Это было сказано со всей ответственностью, и Вашек уезжал из Гамбурга еще более озабоченный. По всем его расчетам и предположениям цирку Умберто надлежало уже сидеть на мели. Подсчитывая благополучные и неблагополучные дни в месяце, благоприятные и неблагоприятные месяцы в году, он неизменно получал дефицит и никак не мог понять, из каких средств Стеенговер покрывает его. Размеров личного состояния Бервицев он не знал. Судя по слухам, тесть давно уже израсходовал все сбережения, сделанные им в лучшие времена. И все-таки деньги должны были откуда-то поступать, хотя бы по капле, ибо Стеенговер, пусть с трудом, но все же оплачивал счета и не испугался даже нового заказа на афиши. Вашек частенько делился своими мыслями с отцом, когда во время летних странствий им удавалось выкроить минутку-другую для доверительной беседы. Карас-старший проявлял интерес к тому, о чем говорил ему Вашек, интерес и озабоченность — ведь от успехов цирка зависело благополучие его сына и будущее внука. И чего при всей своей проницательности, не замечал Вашек, то со временем благодаря выработанной за долгие годы наблюдательности обнаружил его отец.

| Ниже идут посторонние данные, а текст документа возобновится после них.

PR #890, opened 2016-02-09
Task Search UI

Calvinp:
This Implements the UI for the new global and request task search APIs.
It is written in React, which has only been used for one other Singularity component (the aggregate log tailer).
It allows viewing up to 50 tasks per page, clearing search parameters, modifying search order, paging through search options, and returning to request.
It also includes some components, in a 'common' folder, that may be useful for others using react later on.


SingularityUI/app/collections/TaskSearchResults.coffee
```diff
@@ -0,0 +1,63 @@
...
+    			base += '&'
+    		base += 'count=' + @count
+    		anyParams = true
+    	if @page
+    		if anyParams
+    			base += '&'
+    		base += 'page=' + @page
+    		anyParams = true
+    	return '' if not anyParams
+    	return base
```
ssalinas: We can build the params a bit cleaner here. Probably easier to build up an array of params (i.e. if @attribute then add to array), then return paramsArray.join('&')

SingularityUI/app/collections/TaskSearchResults.coffee
```diff
@@ -0,0 +1,63 @@
+Collection = require './collection'
+
+TaskSearchResult = require '../models/TaskSearchResult'
+
+class TaskSearchResults extends Collection
+
+    model: TaskSearchResult
+
+    params: ->
```
ssalinas: because a number of our backbone collections and other classes have an @params of some sort, it might be easier to rename this method to something like `queryParams` or `getQueryParams`

SingularityUI/app/collections/TaskSearchResults.coffee
```diff
@@ -0,0 +1,63 @@
...
+    		anyParams = true
+    	return '' if not anyParams
+    	return base
+
+    url: -> 
+    	if @requestId
+    		base = "#{ config.apiRoot }/history/request/#{ @requestId }/tasks"
+    	else
+    		base = "#{ config.apiRoot }/history/tasks"
+    	return base + @params()
```
ssalinas: You can do this with string interpolation rather than adding strings, e.g.

```coffee
if @requestId
	"#{ config.apiRoot }/history/request/#{ @requestId }/tasks?#{ @queryParams() }"
else
 	"#{ config.apiRoot }/history/tasks?#{ @queryParams() }"
```

SingularityUI/app/collections/TaskSearchResults.coffee
```diff
@@ -0,0 +1,63 @@
...
+
+class TaskSearchResults extends Collection
+
+    model: TaskSearchResult
+
+    params: ->
+    	anyParams = false
+    	base = '?'
+    	if @deployId
+    		base += 'deployId=' + @deployId
```
ssalinas: Let's make sure these are all spaces not tabs, it's burned us earlier when testing this out. Comment applies for all files

SingularityUI/app/collections/TaskSearchResults.coffee
tpetr: an even better solution would be to build an Object of all the query params to set, and then use `$.param()` to convert the object into a legit query string

SingularityUI/app/components/common/Link.cjsx
```diff
@@ -0,0 +1,13 @@
+Link = React.createClass
+
+    getLink: ->
+        return window.config.appRoot + "/task/" + @props.taskId
```
ssalinas: can just use `config` here, don't need it to be `window.config`

also, another case for the string interpolation here
```coffee
"#{ config.apiRoot }/task/#{ @props.taskId }"
```

Calvinp: Actually, that function isn't even used - it's leftover from when I was doing this a different way, and I guess I forgot to delete it.

SingularityUI/app/collections/TaskSearchResults.coffee
ssalinas: TIL... thanks @tpetr :smiley:

SingularityUI/app/components/taskSearch/TaskSearch.cjsx
```diff
@@ -0,0 +1,198 @@
...
+            startedAfter: @props.initialStartedAfter
+            sortDirection: @props.initialSortDirection or 'ASC'
+            pageNumber: 1
+            count: @props.initialCount or @countDefault
+            showForm: true
+        }
+
+    handleSubmit: (event) ->
+        event.preventDefault()
+        @setState({
```
ssalinas: more of a space-saving/readability thing we can do with coffeescript
```
@setState showForm: false
```
is the same as
```
 @setState({
      showForm: false
})
```

SingularityUI/app/controllers/TaskSearch.coffee
```diff
@@ -0,0 +1,29 @@
+Controller = require './Controller'
+
+TaskSearchView = require '../views/taskSearch'
+TaskSearchResults = require '../collections/TaskSearchResults'
```
ssalinas: Doesn't look like this is used in the controller here

SingularityUI/app/collections/TaskSearchResults.coffee
```diff
@@ -0,0 +1,63 @@
+Collection = require './collection'
```
ssalinas: Looking at our other collections/models, it seems we are doing some double work with this and the `RequestHistoricalTasks` collection. Both are the same url, this one has the extra params, the other has a few more methods. I would argue that we merge the two together (maybe into `RequestHistoricalTasks` for naming). `RequestHistoricalTasks` also already has a `TaskHistoryItem` defined that we can use in place of the `TaskSearchResult` model

SingularityUI/app/components/common/Table.cjsx
```diff
@@ -0,0 +1,47 @@
...
+
+    renderTableRow: (elements) ->
+        data = []
+        key = 0
+        for element in elements
+            data.push(<td key={key}>{element}</td>)
+            key++
+        return data
+
+    # Note: The data in @props.tableRows should be the JSX you would like to render
```
zdhickman: If you prefer, you can instead use the pattern where you pass the name of a specific row component as a prop into this `Table` component, as well as a prop that contains raw data (instead of straight `jsx`). You can call the row component by name:

```
TableRow = @props.rowComponent # e.g. @props.rowComponent = "MyTableRowComponent"

...

<TableRow # is replaced with "MyTableRowComponent"
  prop={@props.prop}
  ...
/>
```

SingularityUI/app/components/taskSearch/QueryParam.cjsx
```diff
@@ -0,0 +1,14 @@
+QueryParam = React.createClass
```
zdhickman: This is a helpful component - have you considered defining an additional component to contain a bunch of `QueryParam`s, instead of throwing them into a JS array/object?

SingularityUI/app/components/common/input/DateEntry.cjsx
```diff
@@ -0,0 +1,46 @@
+FormField = require './FormField'
+
+DateEntry = React.createClass
+
+    componentDidMount: ->
+        id = '#' + @props.id
+        changeFn = @props.updateFn
+        $ -> $(id).datetimepicker({
+                sideBySide: true
+                format: "ddd MMM DD YYYY HH:mm:ss [UTC]ZZ"
```
zdhickman: Drag out the string to be a constant somewhere

SingularityUI/app/components/common/input/DateEntry.cjsx
```diff
@@ -0,0 +1,46 @@
...
+                    placeholder = {@props.title}
+                    type = {@props.inputType}
+                    disabled = {@props.disabled}
+                    size = {@props.size}
+                    value = {@getValue()}
+                    updateFn = {@props.updateFn} 
+                    id = {@props.id}
+                />
+                <span className="input-group-addon">
+                    <span className="glyphicon glyphicon-calendar"></span>
```
zdhickman: You can make an `Icon` or `Glyphicon` component for this and the others

SingularityUI/app/components/common/input/FormField.cjsx
```diff
@@ -0,0 +1,30 @@
...
+    defaultSize: 50
+
+    getSize: ->
+        if @props.size
+            return @props.size
+        else
+            return @defaultSize
+
+    getDisabled: ->
+        if @props.disabled
```
zdhickman: just return `@props.disabled` (or don't create a function at all)

SingularityUI/app/components/taskSearch/DisplayResults.cjsx
```diff
@@ -0,0 +1,242 @@
...
+                </ul>
+            </nav>
+        </div>
+
+
+    renderTasks: ->
+        taskTableColumns = ["Name", "Last State", "Deploy", "Started", "Updated"]
+        taskTableData = []
+        for task in @collection.models
+            taskTableData.push([<Link
```
zdhickman: Another instance where creating a container component would be useful

SingularityUI/app/components/taskSearch/DisplayResults.cjsx
```diff
@@ -0,0 +1,242 @@
...
+                                />, 
+                                <TimeStamp 
+                                    timestamp={task.taskId.startedAt} 
+                                    display='timeStampFromNow'} 
+                                />, 
+                                <TimeStamp 
+                                    timestamp={task.updatedAt} 
+                                    display='timeStampFromNow'} 
+                                />])
+        return <StripedTable
```
zdhickman: Probably should have a wrapper component that generates the `StripedTable` and all of the data in `taskTableData`

SingularityUI/app/components/taskSearch/TaskSearchForm.cjsx
```diff
@@ -0,0 +1,100 @@
...
+    updateCount: (event) ->
+        @props.updateCount(event.target.value)
+
+    render: ->
+        <div className='col-xs-5'>
+            <Header
+                global = @props.global
+                requestId = @props.requestId
+            />
+            <form role="form" onSubmit={@props.handleSubmit}>
```
zdhickman: You have a table component to generate tables for you - have you considered doing the same for forms? Even creating a wrapper component for each form group that contains a label and a `FormField` would be helpful

SingularityUI/app/components/common/input/FormField.cjsx
Calvinp: This function used to do something different, then I changed around some functionality and forgot about it. That is a very good point.

SingularityUI/app/components/common/input/DateEntry.cjsx
Calvinp: This actually already existed as a constant, I just forgot about it. Pulling it out.

SingularityUI/app/collections/TaskSearchResults.coffee
```diff
@@ -0,0 +1,21 @@
...
+
+TaskHistoryItem = require '../models/TaskHistoryItem'
+
+class TaskSearchResults extends Collection
+
+    model: TaskHistoryItem
+
+    getQueryParams: ->
+        return $.param(_.pick(@params, _.identity))
```
TrevorBurnham: Isn't `_.pick(@params, _.identity)` just a copy of `@params`?

ssalinas: We wanted to exclude null items, things like deployId=&requestId=somevalue were messing with the optional query params on the backend, making them optionals of empty strings instead of optional absents

SingularityUI/app/components/common/Table.cjsx
```diff
@@ -0,0 +1,47 @@
...
+
+Table = React.createClass
+
+    renderTableHeader: ->
+        header = []
+        key = 0
+        for columnName in @props.columnNames
+            header.push(<th key={key}>{columnName}</th>)
+            key++
+        return header
```
TrevorBurnham: You can express these `for` loops in a more JSX-y way:

```coffee
renderTableHeader: ->
  {@props.columnNames.map (columnName, i) =>
    <th key={i}>{columnName}</th>
  }
```

SingularityUI/app/components/common/Table.cjsx
```diff
@@ -0,0 +1,47 @@
...
+        key = 0
+        for tableRow in @props.tableRows
+            tableRows.push(<tr key={key}>{@renderTableRow tableRow}</tr>)
+            key++
+        return tableRows
+
+
+    # Note: Use @props.tableClassOpts to declare things like striped or bordered
+    getClassName: ->
+        return "table " + @props.tableClassOpts
```
TrevorBurnham: There's a handy `classnames` function in [react-utils](https://git.hubteam.com/HubSpot/react-utils). I highly recommend using it instead of string concatenation, and using a `className` prop instead of `tableClassOpts`. So this would become:

```coffee
getClassName: ->
  classNames('table', @props.className)
```

SingularityUI/app/components/taskSearch/DisplayResults.cjsx
```diff
@@ -0,0 +1,242 @@
...
+                            <label htmlFor="pageNumber" className="sr-only">Jump To Page:</label>
+                            <FormField 
+                                value = @state.pageNumberEntered 
+                                inputType = 'number'
+                                id = 'pageNumber'
+                                title = "Jump to Page"
+                                updateFn = @updatePageNumber />
+                        </div>
+                        <button type="submit" className="btn btn-default">Jump!</button>
+                        &nbsp;&nbsp;
```
TrevorBurnham: Usually it's preferable to add margin or padding with CSS rather than adding non-breaking spaces in the markup, since it makes restyling easier.

SingularityUI/app/components/common/Table.cjsx
Calvinp: Ooh it's really cool that that works. I didn't even think of doing it.

SingularityUI/app/components/taskSearch/QueryParam.cjsx
```diff
@@ -0,0 +1,14 @@
...
+    getClassName: ->
+        name="list-group-item"
+        if @props.cantClear
+            name += " disabled"
+        return name
+
+    render: ->
+        return  <li className={@getClassName()}>
+                        <b>{@props.paramName}:</b> {@props.paramValue} 
+                        {<span className="remove-query-param glyphicon glyphicon-remove pull-right" onClick={@props.onClick} /> unless @props.cantClear}
```
TrevorBurnham: As a rule, anything clickable should should a `<button>` tag. A clickable `<span>` can't be selected via the keyboard, and doesn't indicate its clickability when you hover over it with the mouse. If SingularityUI doesn't already have an "icon button" style class, I would add one.

SingularityUI/app/styles/taskSearch.styl
```diff
@@ -0,0 +1,4 @@
+@import colors
+
+.remove-query-param
+    color $red
```
TrevorBurnham: image

Please turn on your text editor's "ensure newline at end of file" feature to avoid superfluous diffs in the future. :rocket:

SingularityUI/app/components/common/Table.cjsx
Calvinp: It looks like react-utils is an internal HubSpot library, not public.
Singularity is open source, so I don't think I can use that.

TrevorBurnham: Ah, right. You'll want [JedWatson/classnames](https://github.com/JedWatson/classnames). It's [officially recommended](https://facebook.github.io/react/docs/class-name-manipulation.html)!

SingularityUI/app/components/taskSearch/QueryParam.cjsx
Calvinp: This is now implemented.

Однажды осенью, уже после возвращения в Гамбург, старый Карас подмигнул сыну, приглашая его на что-то взглянуть. Он привел Вашека в небольшой закуток перед комнатой, унаследованной Кергольцем от Гарвея. Там лежала груда старой обуви, из которой Карас выудил и молча протянул сыну пару дамских туфель.
— Что это? — спросил Вашек, недоуменно вертя их в руках.
Отец, по-прежнему молча, взял у него из рук то, что когда-то было туфлями, снова положил их на кучу старья, вывел сына на улицу и там взял его под руку.